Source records
______

PR #838, opened 2023-02-23
Simplify making json calls from XCTestDriverClient

berikv:
## Proposed Changes

Refactor in XCTestDriverClient to simplify json requests and reduce repetition.

### DIFF
--- a/maestro-xcuitest-driver/src/main/kotlin/xcuitest/XCTestDriverClient.kt
+++ b/maestro-xcuitest-driver/src/main/kotlin/xcuitest/XCTestDriverClient.kt
@@ -122,19 +122,7 @@ class XCTestDriverClient(
     }
 
     fun runningAppId(appIds: Set<String>): Response {
-        val mediaType = "application/json; charset=utf-8".toMediaType()
-        val appIdsRequest = GetRunningAppRequest(appIds)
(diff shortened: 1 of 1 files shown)


maestro-xcuitest-driver/src/main/kotlin/xcuitest/XCTestDriverClient.kt
```diff
@@ -145,71 +133,29 @@ class XCTestDriverClient(
...
             startX = startX,
             startY = startY,
             endX = endX,
             endY = endY,
             duration = duration
-        )
-        val body = mapper.writeValueAsString(request).toRequestBody(mediaType)
-
-        val url = xctestAPIBuilder("swipe")
-            .addQueryParameter("appId", appId)
```
igorsmotto, line 159: Isn't this necessary anymore?

igorsmotto (approved):

maestro-xcuitest-driver/src/main/kotlin/xcuitest/XCTestDriverClient.kt
berikv: Wipe does not need the appId argument indeed. See https://github.com/mobile-dev-inc/maestro/blob/main/maestro-driver-ios/maestro-driver-iosUITests/Routes/Handlers/SwipeRouteHandler.swift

______

> **Directions**
Filter the records for the word "kotlin" and show every line that has it.

> **Result**
--- a/maestro-xcuitest-driver/src/main/kotlin/xcuitest/XCTestDriverClient.kt
+++ b/maestro-xcuitest-driver/src/main/kotlin/xcuitest/XCTestDriverClient.kt
maestro-xcuitest-driver/src/main/kotlin/xcuitest/XCTestDriverClient.kt
maestro-xcuitest-driver/src/main/kotlin/xcuitest/XCTestDriverClient.kt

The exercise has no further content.